Eukaryotic species: Group of closely related organisms that breed among themselves.
Prokaryotic species: Population of cells with similar characteristics; includes concepts of culture, clone, and strain.

Taxonomic hierarchy diagram

Classification of Prokaryotes, Eukaryotes, and Viruses

Prokaryotic Classification

Prokaryotic species are defined by genetic and phenotypic similarity. Strains within a species may differ genetically. Phylogenetic relationships are often depicted in trees based on genetic data.

Phylogenetic relationships of prokaryotes

Eukaryotic Classification

Eukaryotes are classified into kingdoms based on cell structure, nutrition, and genetic data:

Protista: Diverse, grouped by rRNA clades; autotrophic and heterotrophic.
Fungi: Chemoheterotrophic, chitin cell walls, develop from spores or hyphae.
Plantae: Multicellular, cellulose cell walls, photosynthetic.
Animalia: Multicellular, no cell walls, chemoheterotrophic.

Classification of Viruses

Viruses are not classified within the three domains because they are acellular and require host cells for replication. Viral species are defined by shared characteristics and ecological niche.

Methods of Classifying and Identifying Microorganisms

Overview of Classification and Identification

Classification involves grouping organisms based on similarities, while identification matches unknown organisms to known groups. Bergey's Manual and Approved Lists of Bacterial Names are key references. Clinical labs use requisition forms and transport media for specimen handling.

Clinical microbiology lab requisition form

Phenotypic Methods

Morphological characteristics: Useful for eukaryotes, limited for prokaryotes.
Differential staining: Gram and acid-fast stains distinguish major groups but are not useful for wall-less bacteria.
Biochemical tests: Detect presence of specific enzymes or metabolic pathways.

Metabolic characteristics for identifying enteric bacteria

Rapid Identification Methods

Rapid identification systems perform multiple biochemical tests simultaneously, generating a code number for database comparison. Automated systems use mass spectrophotometry to analyze cellular proteins.

EnteroPluri rapid identification test

Serological Methods

Serology studies immune responses in serum. Microorganisms are antigenic and stimulate antibody production. Serological tests include slide agglutination, ELISA, and Western blotting.
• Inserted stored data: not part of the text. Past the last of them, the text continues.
PR #924, opened 2022-03-12
expect_type_linter

MichaelChirico:
Part of #884


tests/testthat/test-expect_type_linter.R
```diff
@@ -0,0 +1,54 @@
...
+
+
+local({
+  # test for lint errors appropriately raised for all is.<type> calls
+  is_types <- c(
+    "raw", "logical", "integer", "double", "complex", "character", "list",
+    "numeric", "function", "primitive", "environment", "pairlist", "promise",
+    "language", "call", "name", "symbol", "expression"
+  )
+  patrick::with_parameters_test_that(
```
MichaelChirico, line 44: We use [`patrick`](https://github.com/google/patrick) to handle parameterized tests. This particular case could be refactored into a `for` loop if we'd like to avoid the dep, but there will be other cases where it provides a cleaner solution.

R/expect_type_linter.R
```diff
@@ -0,0 +1,59 @@
...
+    xml <- source_file$xml_parsed_content
+
+    base_type_tests <- xp_text_in_table(paste0("is.", base_types))
+    xpath <- glue::glue("//expr[
+      (
+        SYMBOL_FUNCTION_CALL[text() = 'expect_equal' or text() = 'expect_identical']
+        and following-sibling::expr[1][expr[SYMBOL_FUNCTION_CALL[text() = 'typeof']]]
+      ) or (
+        SYMBOL_FUNCTION_CALL[text() = 'expect_true']
+        and following-sibling::expr[1][expr[SYMBOL_FUNCTION_CALL[ {base_type_tests} ]]]
```
MichaelChirico, line 27: here's a good use case of glue I think. with `sprintf()` we'll have to visually scan for `%s` in the long string, and formatting for multiline strings is odd with `sprintf`, e.g.

```
sprintf("
a string %s
", "the string")

# or
sprintf("the string", fmt = "
a string %s
")
```

both are somewhat awkward just to avoid `glue()` IMO

inst/lintr/linters.csv
```diff
@@ -1,44 +1,45 @@
...
 spaces_left_parentheses_linter,style readability default
+sprintf_linter,correctness common_mistakes
 T_and_F_symbol_linter,style readability robustness consistency best_practices default
 todo_comment_linter,style configurable
 trailing_blank_lines_linter,style default
 trailing_whitespace_linter,style default
 undesirable_function_linter,style efficiency configurable robustness best_practices
 undesirable_operator_linter,style efficiency configurable robustness best_practices
 unneeded_concatenation_linter,style readability efficiency
-assignment_spaces_linter,style readability
```
MichaelChirico, line 37: went ahead and sorted everything. will make it easier to convert linters with a script.

man/linters.Rd
```diff
@@ -52,8 +53,8 @@ The following linters exist:
 \item{\code{\link{missing_argument_linter}} (tags: common_mistakes, configurable, correctness)}
 \item{\code{\link{missing_package_linter}} (tags: common_mistakes, robustness)}
 \item{\code{\link{namespace_linter}} (tags: configurable, correctness, robustness)}
-\item{\code{\link{no_tab_linter}} (tags: consistency, default, style)}
```
MichaelChirico, line 55: same issue... will revert at the end again 😞

R/expect_type_linter.R
```diff
@@ -0,0 +1,60 @@
...
+#'
+#' [testthat::expect_type()] exists specifically for testing the storage type
+#'   of objects. [testthat::expect_equal()], [testthat::expect_identical()], and
+#'   [testthat::expect_true()] can also be used for such tests,
+#'   but it is better to use the tailored function instead.
+#'
+#' @evalRd rd_tags("expect_type_linter")
+#' @seealso [linters] for a complete list of linters available in lintr.
+#' @export
+#' @importFrom glue glue
```
AshesITR, line 11: That's not necessary if you call `glue::glue()` with its namespace.

R/expect_type_linter.R
```diff
@@ -0,0 +1,60 @@
...
+      return(list())
+    }
+
+    xml <- source_file$xml_parsed_content
+
+    base_type_tests <- xp_text_in_table(paste0("is.", base_types))
+    xpath <- glue::glue("//expr[
+      (
+        SYMBOL_FUNCTION_CALL[text() = 'expect_equal' or text() = 'expect_identical']
+        and following-sibling::expr[1][expr[SYMBOL_FUNCTION_CALL[text() = 'typeof']]]
```
AshesITR, line 24: Can we use `position() <= 2` here as well?

R/expect_type_linter.R
AshesITR: okay

R/expect_type_linter.R
MichaelChirico: Here I'd prefer not... I can imagine legitimate tests where you're testing the output of a function versus `typeof()`. Something like:

```
expect_equal(GeneratesARawTimestampCheck(x), typeof(Sys.time()))
```

(maybe not the best example, but hopefully conveys my point)

We might prefer `typeof(Sys.time())` instead of `"double"` directly because `"double"` is sort of an implementation detail, and what we really care about is that we match whatever `Sys.time()` is doing, even if that should change.

(maybe a better example would b testing the `typeof()` output of a function in a custom package). 

(maybe a good example is code that produces a factor under R<4 and a string under R>=4, and `typeof()` might provide a concise way of checking our output matches whatever the underlying R version is doing)

R/expect_type_linter.R
MichaelChirico: I added this hoping it would make `roxygen2()` automatically add `glue` to the DESCRIPTION which didn't work. i'll remove it

R/expect_type_linter.R
AshesITR: Good point but doesn't that mean we should check the other argument matches a `STR_CONST` for the lint?

MichaelChirico: I don't think so, `expect_type(expr)` is fine, so `expect_equal(typeof(x), expr)` should still lint.

AshesITR: Wait, I'm confused.
What exactly needs linting and what would be a false positive?

`expect_equal(typeof(x), y)`, `expect_equal(y, typeof(x))`, `expect_equal(typeof(x), typeof(y))`, `expect_equal(typeof((x), "constant")`, `expect_equal("constant, typeof((x))`

MichaelChirico: I think all of those _should_ use expect_type, but we are conservative and some would be false negatives.

we could check for string constant in the first argument to cover some more things, WDYT?

MichaelChirico: I see that's what you already suggested. brain fart 🙂

AshesITR: But what would a false positive be concretely?
I mean all of the examples could be converted to an equivalent `expect_type()` test, no?

MichaelChirico: in turn:

```
expect_equal(typeof(x), y) # lints already
expect_equal(y, typeof(x)) # could be made to lint
expect_equal(typeof(x), typeof(y)) # lints already
expect_equal(typeof(x), "constant") # lints already
expect_equal("constant", typeof(x)) # lints now
```

Not sure how worth it is to catch the `expect_equal(y, typeof(x))` case. There might be a false positive there I'm not thinking of. e.g. if someone prefers to write tests like `expected <- ...; expect_equal(expected, typeof(x))` and it falls into one of the cases mentioned about where we don't want to lint `typeof()` in the 2nd argument.

I'd prefer to leave it as it is now where we just look for `STR_CONST`.

AshesITR: I think we should preserve symmetry WRT the test arguments (i.e., either lint both forms or no forms).
If one form has false positives, so will the other.

MichaelChirico: I don't think the arguments are symmetric, though... the signature is not `x, y` but `object, expected` -- a clear asymmetry in the intended usage.

I'm OK with checking for `STR_CONST` in the first argument because it's a case where we can see a clear violation of the intended usage, without any chance for false positives. So the asymmetry in that case is an exception.

AshesITR: Allright. I think I finally understood a false positive could be `expect_equal(my_better_typeof(x), typeof(x))` where `expect_type(x, my_better_typeof(x))` is counter-intuitive.

MichaelChirico: thanks for pressing... agree it's a bit hard to think of false positives for this linter in particular. but this paradigm will also apply to other testthat linters so it's good to address here.

NAMESPACE
```diff
@@ -72,6 +73,7 @@ export(with_defaults)
 export(with_id)
 import(rex)
 importFrom(cyclocomp,cyclocomp)
+importFrom(glue,glue)
```
AshesITR, line 76: Forgot to `document()`?

tests/testthat.R
```diff
@@ -1,4 +1,5 @@
 library(testthat)
+library(patrick)
```
AshesITR, line 2: Why `library()` if used only by namespace?

MichaelChirico: make it clearer which package is needed by the test suite. I guess we could add a skip_if_not_installed to that file but the current approach is preferable to me

R/expect_type_linter.R
```diff
@@ -0,0 +1,62 @@
...
+#' @export
+expect_type_linter <- function() {
+  Linter(function(source_file) {
+    if (length(source_file$parsed_content) == 0L) {
+      return(list())
+    }
+
+    xml <- source_file$xml_parsed_content
+
+    base_type_tests <- xp_text_in_table(paste0("is.", base_types))
```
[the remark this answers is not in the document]
MichaelChirico: yea I think that's right... same issue will show up with glue a lot, so wondering if we should try and address it as a linter bug.

tests/testthat.R
AshesITR: OTOH `skip_if_not_installed()` would also be fine since the R CMD check workflows install all suggested packages so don't skip the tests.

R/expect_type_linter.R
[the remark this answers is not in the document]
AshesITR: Seems very hard to get right (`stringi::stri_interp()` would also need the fix, and we need to check what code delimiters are used)

BTW: wouldn't this still be reported by `R CMD check`? AFAIK that also runs `codetools::checkUsage()` on the code...

tests/testthat.R
MichaelChirico: yes, fail fast is the goal. testthat and Patrick are on basically equal footing as deps as I see it.

the package will also be available on CRAN. using the namespace is mainly a polite way to convey to readers that this is not part of testthat, otherwise we could just use library and not namespace-qualify.

so I would either leave it as is, or use a skip (with patrick tests always at the bottom of a given file)

AshesITR: Then let's go for a `skip`.

R/expect_type_linter.R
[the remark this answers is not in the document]
MichaelChirico: Per the docs I think we can ignore `str_interp()`:

https://stringr.tidyverse.org/reference/str_interp.html

> str_interp() is superseded in favour of [str_glue()](https://stringr.tidyverse.org/reference/str_glue.html).

I'll file a follow-up to handle glue and nolint for now.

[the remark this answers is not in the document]
MichaelChirico: Filed #942.

AshesITR (approved):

Slide agglutination: Detects antigen-antibody reactions.
ELISA: Uses enzyme-linked antibodies to detect specific antigens or antibodies.
Western blotting: Identifies specific proteins or antibodies, used for confirming infections like HIV and Lyme disease.

Slide agglutination test ELISA test procedure ELISA method steps Western blotting procedure

Phage Typing

Phage typing determines bacterial susceptibility to specific bacteriophages. Plaques (clearings) on a bacterial lawn indicate lysis by phages, helping differentiate bacterial strains.

Phage typing of Salmonella enterica

Molecular Methods

DNA base composition: Compares G+C content; closely related organisms have similar base ratios.
DNA fingerprinting: Uses restriction enzyme digestion and electrophoresis to compare genetic patterns.
Nucleic acid hybridization: Measures the ability of DNA from different organisms to hybridize; >70% hybridization indicates same species.
Nucleic Acid Amplification Tests (NAATs): Use PCR to amplify DNA from unculturable organisms.
Southern blotting: Uses DNA probes to identify specific sequences in unknown samples.
DNA chips (microarrays): Detect pathogens by hybridization with fluorescently labeled probes.
Ribotyping: Uses rRNA sequencing for identification.
Fluorescent in situ hybridization (FISH): Uses fluorescent probes to stain and identify microorganisms in situ.

DNA fingerprinting gel DNA-DNA hybridization steps DNA probe used to identify bacteria FISH: Fluorescent in situ hybridization

Integrating Classification Methods

Dichotomous keys use a series of questions to identify organisms. Cladograms are diagrams that show evolutionary relationships, often based on rRNA sequences.

Additional info: This guide integrates foundational concepts in microbial taxonomy, phylogeny, and laboratory identification, providing a comprehensive overview for microbiology students. It includes definitions, examples, and visual aids to reinforce learning.